Revision Total Hip Replacement

63 yrs old lady presented to us with complains of pain around Left hip with difficulty in walking. She is a operated case of bipolar Talwalkar prosthesis for fracture neck of femur done 4 years back. Radiographs shows protrusio of the implant . Implant removal and revision Total Hip Replacement was done (Uncemented acetabulum and cemented femoral stem). Postoperatively patient is walking comfortable with walker.

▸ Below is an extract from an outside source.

PR #1659, opened 2025-02-04
Code cleanup in object.c to support future work

rainsupreme:
Summary of changes:
- Define/allocate layout of robj's embedded data in once place instead of two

Metal on poly Total Hip Replacement


Sep-2014 :
62 years old lady had subtrochanteric fracture for which IM Nail was done. This failed within 1 month of surgery for which fixation with DCS was done along with bone grafting. Post operative period was uneventful but 5 months after this surgery the DCS broke with clear evidence of non union of the fracture. For this difficult case this plate was removed and it was decided to convert this into uncemented long stem metal on poly Total Hip Replacement. Following surgery the patient is comfortable and mobilizing with the help of walker.

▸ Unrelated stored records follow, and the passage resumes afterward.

PR #1669, opened 2025-02-05
Increase fixed delay with small randomness in failover delay logic to avoid same election

sungming2:
### Problem
We introduced the primary failover rank to delay elections when multiple primaries fail simultaneously, preventing elections in the same epoch and failover timeouts caused by insufficient votes. However, under certain timing conditions, this delay can still result in multiple nodes initiating elections in the same epoch.

e.g., the two replicas started the election at the same time and got failover timeout then restarted
```
654043:S 30 Jan 2025 16:19:37.076 * Starting a failover election for epoch 9, node config epoch is 7
654043:S 30 Jan 2025 16:19:39.110 * Currently unable to failover: Waiting for votes, but majority still not reached.
654043:S 30 Jan 2025 16:19:39.110 * Needed quorum: 4. Number of votes received so far: 2
...
654043:S 30 Jan 2025 16:19:48.034 * Currently unable to failover: Failover attempt expired.
654043:S 30 Jan 2025 16:19:48.034 * Needed quorum: 4. Number of votes received so far: 2
...
654043:S 30 Jan 2025 16:19:57.876 * Starting a failover election for epoch 10, node config epoch is 7
654043:S 30 Jan 2025 16:19:58.440 * Failover election won: I'm the new primary.
654043:S 30 Jan 2025 16:19:58.440 * configEpoch set to 10 after successful failover
```

```
654224:S 30 Jan 2025 16:19:37.074 * Starting a failover election for epoch 9, node config epoch is 4
654224:S 30 Jan 2025 16:19:38.095 * Needed quorum: 4. Number of votes received so far: 3
654224:S 30 Jan 2025 16:19:39.104 * Currently unable to failover: Waiting for votes, but majority still not reached.
...
654224:S 30 Jan 2025 16:19:47.096 * Currently unable to failover: Failover attempt expired.
654224:S 30 Jan 2025 16:19:47.096 * Needed quorum: 4. Number of votes received so far: 3
...
654224:S 30 Jan 2025 16:19:58.472 * Starting a failover election for epoch 11, node config epoch is 4
654224:S 30 Jan 2025 16:19:58.849 * Failover election won: I'm the new primary.
654224:S 30 Jan 2025 16:19:58.849 * configEpoch set to 11 after successful failover
```
### Solution
1. In some cases, replica node may not receive all FAILED propagation messages before the election starts, potentially resulting in an incorrect failover rank or defaulting to rank 0.

2. To prevent simultaneous elections, we need to introduce a sufficient delay before starting the election. I observed that replicas can begin elections for the same epoch within a 500ms difference, and the random delay should be less than the fixed delay to avoid the same epoch election issue in the worst case.
    * worst example of `500 + random() % 500`:
R1 (starts failover handling at 10:00:00.000): 500ms + (499 % 500) = 999ms delay → Election starts at `10:00:00.999`
R2 (starts failover handling at 10:00:00.500): 500ms + (0 % 500) = 500ms delay → Election starts at `10:00:01.000`

3. Once the failover rank is upgraded, it should not be downgraded again because it will likely trigger the same epoch election.
e.g.,
Untitled Diagram drawio (1)

### Test
Ran test over a thousand times

### DIFF
--- a/src/cluster_legacy.c
+++ b/src/cluster_legacy.c
@@ -3260,6 +3260,7 @@ int clusterProcessPacket(clusterLink *link) {
         sender_claimed_config_epoch = ntohu64(hdr->configEpoch);
         if (sender_claimed_current_epoch > server.cluster->currentEpoch)
             server.cluster->currentEpoch = sender_claimed_current_epoch;
+
         /* Update the sender configEpoch if it is a primary publishing a newer one. */
         if (sender_claims_to_be_primary && sender_claimed_config_epoch > sender->configEpoch) {
             sender->configEpoch = sender_claimed_config_epoch;
@@ -4675,9 +4676,12 @@ int clusterGetFailedPrimaryRank(void) {
         if (!nodeFailed(node) || !clusterNodeIsVotingPrimary(node) || node->num_replicas == 0) continue;
 
         /* If cluster-replica-validity-factor is enabled, skip the invalid nodes. */
-        if (server.cluster_replica_validity_factor) {
-            if ((now - node->fail_time) > (server.cluster_node_timeout * server.cluster_replica_validity_factor))
+        if (nodeFailed(node) && server.cluster_replica_validity_factor) {
+            if ((now - node->fail_time) > (server.cluster_node_timeout * server.cluster_replica_validity_factor)) {
+                serverLog(LL_DEBUG, "Skip failed primary rank since validity factor is enabled. node failed time: %llu",
+                          (unsigned long long)node->fail_time);
                 continue;
+            }
         }
 
         if (memcmp(node->shard_id, myself->shard_id, CLUSTER_NAMELEN) < 0) rank++;
@@ -4860,7 +4864,7 @@ void clusterHandleReplicaFailover(void) {
     if (auth_age > auth_retry_time) {
         server.cluster->failover_auth_time = now +
                                              500 +           /* Fixed delay of 500 milliseconds, let FAIL msg propagate. */
-                                             random() % 500; /* Random delay between 0 and 500 milliseconds. */
+                                             random() % 100; /* Random delay between 0 and 100 milliseconds. */
         server.cluster->failover_auth_count = 0;
         server.cluster->failover_auth_sent = 0;
         server.cluster->failover_auth_rank = clusterGetReplicaRank();
@@ -4869,10 +4873,10 @@ void clusterHandleReplicaFailover(void) {
          * less updated replication offset, are penalized. */
         server.cluster->failover_auth_time += server.cluster->failover_auth_rank * 1000;
         /* We add another delay that is proportional to the failed primary rank.
-         * Specifically 0.5 second * rank. This way those failed primaries will be
+         * Specifically (1 second + random % 100) * rank. This way those failed primaries will be
          * elected in rank to avoid the vote conflicts. */
         server.cluster->failover_failed_primary_rank = clusterGetFailedPrimaryRank();
-        server.cluster->failover_auth_time += server.cluster->failover_failed_primary_rank * 500;
+        server.cluster->failover_auth_time += server.cluster->failover_failed_primary_rank * (1000 + random() % 100);
         /* However if this is a manual failover, no delay is needed. */
         if (server.cluster->mf_end) {
             server.cluster->failover_auth_time = now;
@@ -4917,7 +4921,7 @@ void clusterHandleReplicaFailover(void) {
 
         int new_failed_primary_rank = clusterGetFailedPrimaryRank();
         if (new_failed_primary_rank != server.cluster->failover_failed_primary_rank) {
-            long long added_delay = (new_failed_primary_rank - server.cluster->failover_failed_primary_rank) * 500;
+            long long added_delay = (new_failed_primary_rank - server.cluster->failover_failed_primary_rank) * (1000 + random() % 100);
             server.cluster->failover_auth_time += added_delay;
             server.cluster->failover_failed_primary_rank = new_failed_primary_rank;
             serverLog(LL_NOTICE, "Failed primary rank updated to #%d, added %lld milliseconds of delay.",
@@ -4941,8 +4945,8 @@ void clusterHandleReplicaFailover(void) {
     if (server.cluster->failover_auth_sent == 0) {
         server.cluster->currentEpoch++;
         server.cluster->failover_auth_epoch = server.cluster->currentEpoch;
-        serverLog(LL_NOTICE, "Starting a failover election for epoch %llu, node config epoch is %llu",
-                  (unsigned long long)server.cluster->currentEpoch, (unsigned long long)nodeEpoch(myself));
+        serverLog(LL_NOTICE, "Starting a failover election for epoch %llu, node config epoch is %llu, failover primary rank is %llu",
+                  (unsigned long long)server.cluster->currentEpoch, (unsigned long long)nodeEpoch(myself), (unsigned long long)server.cluster->failover_failed_primary_rank);
         clusterRequestFailoverAuth();
         server.cluster->failover_auth_sent = 1;
         clusterDoBeforeSleep(CLUSTER_TODO_SAVE_CONFIG | CLUSTER_TODO_UPDATE_STATE | CLUSTER_TODO_FSYNC_CONFIG);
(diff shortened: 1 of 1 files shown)


sungming2:
@hpatro @enjoy-binbin could you take a look at this pr please when you have time

enjoy-binbin:
> Once the failover rank is upgraded, it should not be downgraded again because it will likely trigger the same epoch election.

can you try to keep this only change and test it again? I did have some doubt when i added this line.

src/cluster_legacy.c
```diff
@@ -3260,17 +3260,18 @@ int clusterProcessPacket(clusterLink *link) {
...
+
         if (sender_claims_to_be_primary && sender_claimed_config_epoch > sender->configEpoch) {
+            /* Update the sender configEpoch if it is a primary publishing a newer one. */
             sender->configEpoch = sender_claimed_config_epoch;
             clusterDoBeforeSleep(CLUSTER_TODO_SAVE_CONFIG | CLUSTER_TODO_FSYNC_CONFIG);
 
+            /* Another node has claimed an epoch greater than or equal to ours.
+             * If we have an ongoing election, reset it because we cannot win
+             * with an epoch smaller than or equal to the incoming claim. This
+             * allows us to start a new election as soon as possible. */
```
enjoy-binbin: also please remove these non-related changes.

src/cluster_legacy.c
```diff
@@ -4860,9 +4871,10 @@ void clusterHandleReplicaFailover(void) {
     if (auth_age > auth_retry_time) {
         server.cluster->failover_auth_time = now +
                                              500 +           /* Fixed delay of 500 milliseconds, let FAIL msg propagate. */
-                                             random() % 500; /* Random delay between 0 and 500 milliseconds. */
+                                             random() % 100; /* Random delay between 0 and 100 milliseconds. */
         server.cluster->failover_auth_count = 0;
         server.cluster->failover_auth_sent = 0;
+        server.cluster->failover_failed_primary_rank = 0;
```
enjoy-binbin: and this, see line 4886

src/cluster_legacy.c
```diff
@@ -4783,6 +4787,13 @@ void clusterFailoverReplaceYourPrimary(void) {
 
     /* 5) If there was a manual failover in progress, clear the state. */
     resetManualFailover();
+
+    /* 6) Since we have changed to a new primary node, the previously set
+     * failover_auth_time and failover_auth_sent should no longer be used */
+    if (server.cluster->failover_auth_time) {
+        server.cluster->failover_auth_time = 0;
+        server.cluster->failover_auth_sent = 0;
+    }
```
enjoy-binbin: we have became a new primary, does this affect it? we will no longer enter the failover check logic. you are saying the primary became a replica in a short time and the auth_time is wrong? We do clear the auth_time in clusterSetPrimary

sungming2: Yes, that was the reason why I added this cleanup. I missed this point `We do clear the auth_time in clusterSetPrimary`.
I will remove it thanks

src/cluster_legacy.c
```diff
@@ -4872,7 +4876,7 @@ void clusterHandleReplicaFailover(void) {
          * Specifically 0.5 second * rank. This way those failed primaries will be
          * elected in rank to avoid the vote conflicts. */
```
hpatro: This comment is no longer true. Could you update it?

src/cluster_legacy.c
```diff
@@ -4672,12 +4673,15 @@ int clusterGetFailedPrimaryRank(void) {
         clusterNode *node = dictGetVal(de);
 
         /* Skip nodes that do not need to participate in the rank. */
-        if (!nodeFailed(node) || !clusterNodeIsVotingPrimary(node) || node->num_replicas == 0) continue;
+        if (!(nodeFailed(node) || nodeTimedOut(node)) || !clusterNodeIsVotingPrimary(node) || node->num_replicas == 0) continue;
```
hpatro: It doesn't hurt to explain the conditional statement in code comment. Would be easier to understand why we choose to skip the failed/partially failed node.

hpatro (commented):
Could you update the high level comment around the behavior of this PR.

sungming2:
> can you try to keep this only change and test it again? I did have some doubt when i added this line.

I tried it hundreds of times with only this change `>`, I don't see any specific error due to this change but I can see some same epoch elections because it has insufficient delay

R1
```
162615:S 06 Feb 2025 11:41:23.803 * Start of election delayed for 672 milliseconds (rank #0, primary rank #0, offset 14).
162615:S 06 Feb 2025 11:41:24.210 * Failed primary rank updated to #1, added 500 milliseconds of delay.
162615:S 06 Feb 2025 11:41:25.014 * Starting a failover election for epoch 8, node config epoch is 0, rank is 1
```

R2
```
162730:S 06 Feb 2025 11:41:24.209 * Start of election delayed for 735 milliseconds (rank #0, primary rank #0, offset 14).
162730:S 06 Feb 2025 11:41:25.012 * Starting a failover election for epoch 8, node config epoch is 3, rank is 0
```

enjoy-binbin:
I want to know whether the main reason here is delay or because the pfail node is not included in the rank. In the logs i am guessing the main reason is the delay, can this be fixed if we only improve the delay logic? 

From the log, we can see that it is because of the `added 500 milliseconds of delay.` that they initiate the election at the same time. This is a familiar shortcoming and widely accepted. The reason i think is that, the tcl `pause_process` has some delay so these primaries doesn't down in the same time but within 500ms range. Maybe it is a acceptable shortcoming we can try to improve the TCL code? Or we do can improve the delay logic, i haven't figured this out yet (it does happen, no matter how you adjust it, the delay will always randomly conflict)

> Once the failover rank is upgraded, it should not be downgraded again because it will likely trigger the same epoch election.

Is this 3 also caused by the delay design? My original idea was that when a primary is up again, the primaries that were delayed by rank can initiate elections as soon as possible.

sungming2:
I agree with you, but what I am really expecting with this change is it will reduce the chance of elections starting at the same time. (there are cases that pfail node is not included that is why I added this change) 

And yes, we can refine this delay logic or implement an entirely new approach later, such as adding a flag to indicate whether a node is in the election process and by comparing the sender's current epoch with its auth epoch, we detect/assume an election conflict and immediately reset it if necessary (could be wrong, just my instant thought).


> My original idea was that when a primary is up again, the primaries that were delayed by rank can initiate elections as soon as possible.

You are right, but I thought it would be better to add a slight delay rather than risk an election conflict since both replicas must wait until the auth timeout (node timeout * 4) in the worst case.

I can just apply increasing delay with small random only to this pr (1000 + random() %100) if you are ok with it as this is a clear improvement we can do right away. What do you think?

enjoy-binbin:
> I can just apply increasing delay with small random only to this pr (1000 + random() %100) if you are ok with it as this is a clear improvement we can do right away. What do you think?

yes, please do it, we also need other eyes to take a look with this delay logic after the changes.

hpatro:
@enjoy-binbin what are your thoughts on this? Should we target it for 8.1 ?

src/cluster_legacy.c
```diff
@@ -4675,9 +4676,12 @@ int clusterGetFailedPrimaryRank(void) {
         if (!nodeFailed(node) || !clusterNodeIsVotingPrimary(node) || node->num_replicas == 0) continue;
 
         /* If cluster-replica-validity-factor is enabled, skip the invalid nodes. */
-        if (server.cluster_replica_validity_factor) {
-            if ((now - node->fail_time) > (server.cluster_node_timeout * server.cluster_replica_validity_factor))
+        if (nodeFailed(node) && server.cluster_replica_validity_factor) {
```
enjoy-binbin: do we still need this `nodeFailed(node)`, doesn't the if continue above skip it? Let's also remove the debug log?

enjoy-binbin:
> what are your thoughts on this? Should we target it for 8.1 ?

We have been running this delay internally for a long time and have not found any problems (or maybe they have not been exposed), so i guess there is no rush. I am ok with this delay logic, but i think this needs an extra eyes. @madolson @PingXie @zuiderkwast

src/cluster_legacy.c
sungming2: I forgot to remove it. Thanks

madolson:
The update seems OK to me. It feels a bit arbitrary, and it would be nice if it was more dynamic instead of relying on a bunch of internal constants. I'd be okay merging this for 8.1.

sungming2:
Plan to remove fixed delay: https://github.com/valkey-io/valkey/pull/2227

zuiderkwast:
#2227 only removes the delay if it is known to be safe, in a special case. It falls back to the current behavior.

The changed delays in this PR can still be useful, I think. Sorry, I didn't look at this PR before.

If two primaries are down at the same time, it can mean that some physical machine is down that affects multiple Valkey nodes. Then, some replicas might be down too and then #2227 is not effective.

Total Hip Replacement for Neglected Fracture Dislocation of Hip


June-2014:Total Hip Replacement for Neglected Fracture Dislocation of Hip. Facebook case

This patient, a 44 years old gentleman from Bangladesh, has presented to us with deformity at right hip with shortening of right lower limb. He had a history of road traffic accident in 2012 and was managed primarily in Bangladesh. He had a fracture dislocation of right hip which was missed initially by the primary surgeon. The fresh radiograph showed dislocated right hip with changes suggestive of AVN of femoral head. CT scan of pelvis with 3D reconstruction was done and revealed posterior acetabular wall defect with dislocated hip. Now he has undergone right uncemented Total Hip Replacement with reconstruction of acetabular defect using bone graft fixed with screws and trabecular metal continuum shell. His deformity and shortening of right lower limb has been corrected. He has been discharged and walking comfortably and painfree without any support.